Wednesday’s wheat tour scouts made 164 stops at wheat fields across western, central and southern Kansas, and into northern counties in Oklahoma. The fields were wet from the rain received over the past several days. While tour scouts reported drought stress from the growing season, the rain has definitely made an improvement to the crop. The wheat in Southwest Kansas still looks pretty rough, but conditions improved as the tour moved east.
The calculated yield from all cars was 56.7 bushels per acre. This year’s tour is three weeks later than the tour has been in the past. Scouts were able to use the late season formula provided by USDA’s National Agricultural Statistics Service, which includes counting wheat heads, number of spikelets and kernels per spikelet. The calculated yields were based on this formula, but many tour participants remarked that those yields seemed high. The yield formula doesn’t take disease, pests or weed pressure into consideration. Scouts saw some instances of wheat streak mosaic virus, stripe rust and Russian wheat aphid. Many of the fields with rust had been sprayed with a fungicide.

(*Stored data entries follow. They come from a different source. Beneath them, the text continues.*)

Issue #1882, opened 2018-10-04
Subscription trigger field resolution is fixed to "Subscription" class name


wealth:
Hi. When subscription type classname is different from Subscription (ex. AuctionsSubscription), field resolution is returning "No subscription matching trigger" error. I see that this is mostly depends on a project code organization preference, but probably, there should be a way to get_field only from supscription types, without a subscription classname.

https://github.com/rmosolgo/graphql-ruby/blob/master/lib/graphql/subscriptions.rb

```
      field = @schema.get_field("Subscription", event_name)

      if field.nil?
        # And if it wasn't found, normalize it:
        normalized_event_name = normalize_name(event_name)
        field = @schema.get_field("Subscription", normalized_event_name)
```

rmosolgo:
Oops! You're right, it shouldn't be hardcoded that way, it should probably be: 

```
field = @schema.get_field(@schema.subscription, normalized_event_name)
```

PR #2102, opened 2019-02-12
Fix bug in subscriptions#trigger

cschiewek:
See: #1882 

There's a bug when attempting to assign the field, it's using the hard-coded `Subscription` string instead of pulling the subscription from the schema.

This fixes it.


rmosolgo:
Oops! Should the lookup on line 46 use the same approach?

cschiewek:
D'oh!  You're correct sir!  I've fixed the other call.  Tx!

rmosolgo:
Thanks!

PR #2106, opened 2019-02-13
Use urlsafe_encode64 for object Id's

jgodson:
Uses `Base64Bp.urlsafe_encode64` encoding for Node id's so that they are safe for use within url's.

We have been using a generated id returned from graphql for unique identification in a route (eg: `/app/SW1wb3J0LTY3`) and in order to safely do this, we needed to make this change. I thought I'd try to contribute it back as it seems like a nice default to use the url safe version if anyone else has done/wants to do the same.


lib/graphql/schema/unique_within_type.rb
```diff
@@ -21,7 +21,7 @@ def encode(type_name, object_value, separator: self.default_id_separator)
           raise "encode(#{type_name}, #{object_value_str}) contains reserved characters `#{separator}` in the type name"
         end
 
-        Base64.strict_encode64([type_name, object_value_str].join(separator))
+        Base64.urlsafe_encode64([type_name, object_value_str].join(separator))
```
swalkinshaw: I think this should use `Base64Bp`? like the `decode` method does below

jgodson: I did see that, but I wasn't sure what the difference was or the reason for doing it. I can change it though 👍

rmosolgo:
Hi! Thanks for upstreaming this. I _really_ wish I had had the foresight to put this default from the very start, but alas, I didn't 🤦‍♂️ . 

I totally agree that URLsafe base64 is better, but here's my hangup: if we change the default in GraphQL-Ruby, it might _break_ people's IDs who are using this encoder. I'd hate for someone to bump the gem but accidentally break IDs across their system. 

So, how can we improve the default without giving that unpleasant surprise? 

- Wait until graphql-ruby 2.0. I think it would be fair to make this change there, including a compatibility snippet in the changelog for people who want to keep the previous behavior 
- Instead of modifying the existing encoder, we could add a new, URL-safe encoder that people could choose. We could update the Rails generators to recommend the new encoder for new apps and mark the existing one as deprecated. (And even make the new one default in 2.0, as described above.) 

What do you think, would one of those approaches do the job?

jgodson:
Yes, absolutely, wouldn't want this to break anything. Either of your suggestions are great! 

My thoughts on the second is that I wonder if it's worth the time to do vs just waiting until 2.0 and making it the default? I don't know if there's a good reason, beyond backwards compatibility, to use the existing encoder? 

If there is, then I think that's a nice approach. Otherwise, I think the first makes the most sense.

lifeiscontent:
@jgodson it'd probably be a good idea to let people opt-in to this behavior before 2.0 then make it default?

Issue #2100, opened 2019-02-11
Release 1.10.0


rmosolgo:
Here are some goals I have for 1.10.0. Please feel free to contribute to the conversation by leaving a comment. 

- Redo pagination, see #1359
  - [x] Implement new system #2143 
  - [x] ~~Turn it on by default~~ Add it to generator
  - [x] Improve docs (conceptual & how-to)
- [x] Remove the schema build phase, instead, construct the type caches _during_ configuration methods. 
  - In the works at #2363 
  - The goal is to fix the thread-safety issues that result from a lazily-constructed schema 
  - Also, it will move `GraphQL::Schema` _away_ from an internal dependence on `.define`
- ~~Consider a built-in batching implementation~~
  - ~~Include features from #1981~~
  - ~~In the works at #2483~~
  - I'm going to cut this because it's time to get these other changes released!
- [x] #2178 Update `Schema.from_definition` to build a class-based schema 
  - Mainly to remove the internal dependence on `.define`.
- [x] Update some specific docs, which were added a long time ago  (this can happen during the 1.10 cycle)
  - [x] #2177 Testing: add a whole section with tips and examples
  - [x] https://github.com/rmosolgo/graphql-ruby/pull/2179 Dynamic definition: just remove it?
  - Backtrace annotations (todo, port this to interpreter?)
  - [x] #2174 Instrumentation: remove it
  - [x] #2175 Remove the blue notice about class-based API being new
- [x] Mark legacy `.define`-based API docs as `@api deprecated`
- [x] update the schema generator to default to the interpreter etc.
- [x] Figure out when interpreter is required? (Is it required for printing class-based schemas?) 
- [x] Run Ruby 2.7 with no warnings

panthomakos:
Regarding pagination, the goals you have laid out in #1359 to support a clear and more explicit mapping for cursor based pagination is :+1:. It took us a long while to decode and extend the existing relay pagination for our own purposes. The method names, purposes, and the integration with GraphQL were not very clear.

:+1: to batching implementation. In particular, if (:crossed_fingers:) the concurrency abstraction is included in the next release, having a thread-safe batch implementation will be increasingly important. One more thing I would add here, existing implementations of loaders (like `graphql-batch`) effectively require an entirely new class to be created for each query or network call. This can become very cumbersome, so it would be great to provide a more lightweight way to have concurrent and batch loading lazy objects.

[...]

PR #2115, opened 2019-02-14
Support extensions with resolve procs

### LINKED ISSUE #2114: error: Extensions are not supported with resolve procs or functions
Upgrading from 1.8.13 to 1.9.1 introduces this error:

```
/home/circleci/backend_app/vendor/bundle/ruby/2.6.0/gems/graphql-1.9.1/lib/graphql/schema/field.rb:281:in `extensions': Extensions are not supported with resolve procs or functions, (ArgumentError)
but Types::ClassroomType.availabilities has: #<Proc:0x0000560b18e4f5d8@/home/circleci/backend_app/app/graphql/types/base_object.rb:14 (lambda)>
So, it can't have extensions: [].
Use a method or a Schema::Resolver instead.
```

Not really sure what the error is about. Is it saying that I can't have any extensions and that `[]` is an extension? Or is it saying that I can't have any extensions and that my list of extensions is empty?

The failing field appears to be:

```
module Types
  class ClassroomType < BaseObject
    field :availabilities, [ClassroomAvailabilityType], null: false
  end

  class ClassroomAvailabilityType < BaseObject
  end
end
```

rmosolgo:
Fixes #2114 

Interestingly, support for `extensions:` with legacy resolve procs was already _halfway_ there. It just had to be ported to the other kind of resolution.

### DIFF
--- a/lib/graphql/schema/field.rb
+++ b/lib/graphql/schema/field.rb
@@ -277,15 +277,6 @@ module GraphQL
           # Read the value
           @extensions
         else
-          if @resolve || @function
-            raise ArgumentError, <<-MSG
-Extensions are not supported with resolve procs or functions,
-but #{owner.name}.#{name} has: #{@resolve || @function}
-So, it can't have extensions: #{extensions}.
-Use a method or a Schema::Resolver instead.
-MSG
-          end
-
           # Normalize to a Hash of {name => options}
           extensions_with_options = if new_extensions.last.is_a?(Hash)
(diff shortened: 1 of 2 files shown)


cainlevy:
I presume that I should look at refactoring these resolve procs to local methods on the type?

rmosolgo:
Yep, I plan to officially deprecate it [in 1.10.0](https://github.com/rmosolgo/graphql-ruby/issues/2100)

PR #2127, opened 2019-02-19
Fix bug in Relay::ArrayConnection#hasNextPage (bi)

LemonAndroid:
bi = bidirectional


rmosolgo:
Hi! Thanks for sharing this patch. Could you tell me more about what scenario this fixes? I'd love to get a test in the test suite so that we can make sure to maintain the proper behavior.

LemonAndroid:
Given the following context:

Page size is 10
Total items are 21
Current page is 3

Flow:

The user paginates backward to page 2 and won't be able to paginate back to page 3 since `hasNextPage` is `false`.

rmosolgo:
I think this was covered by a recent PR which also tested the change: #2349 Thanks for taking a look at this!

PR #2138, opened 2019-02-21
fix duplicate method in G::A::A::QueryComplexity

gfx:
AST::QueryComplexity has two `#result` methods so this PR fixes it.

### DIFF
--- a/.rubocop.yml
+++ b/.rubocop.yml
@@ -26,6 +26,9 @@ Layout/EndAlignment:
 Lint/UselessAssignment:
   Enabled: true
 
+Lint/DuplicateMethods:
+  Enabled: true
+
 Metrics/ParameterLists:
   Max: 7
   CountKeywordArgs: false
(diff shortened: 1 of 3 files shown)


.rubocop.yml
```diff
@@ -26,6 +26,9 @@ Layout/EndAlignment:
 Lint/UselessAssignment:
   Enabled: true
 
+Lint/DuplicateMethods:
+  Enabled: true
```
gfx: This should be helpful anyway.

lib/graphql/analysis/ast/query_complexity.rb
```diff
@@ -57,7 +57,8 @@ def on_leave_fragment_spread(node, _, visitor)
           visitor.leave_fragment_spread_inline(node)
         end
 
-        def result
+        # @return [Integer]
+        def max_possible_complexity
```
gfx: This is the second, duplicate `#result`. I believe the renaming is needed, anyway.

.rubocop.yml
rmosolgo: 👏 !

rmosolgo:
Thanks for improving this!

gfx:
✌️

Mike Shulte from Oklahoma Wheat Commission reported that the state’s production is estimated at 110.74 million bushels with 37.1 bushels per acre yield. Harvested acres are estimated at 2.985 million acres.
Wheat Tour 21 continues Thursday with six routes between Wichita and Manhattan. Follow along with the tour at #wheattour21. A final production estimate will be announced Thursday afternoon.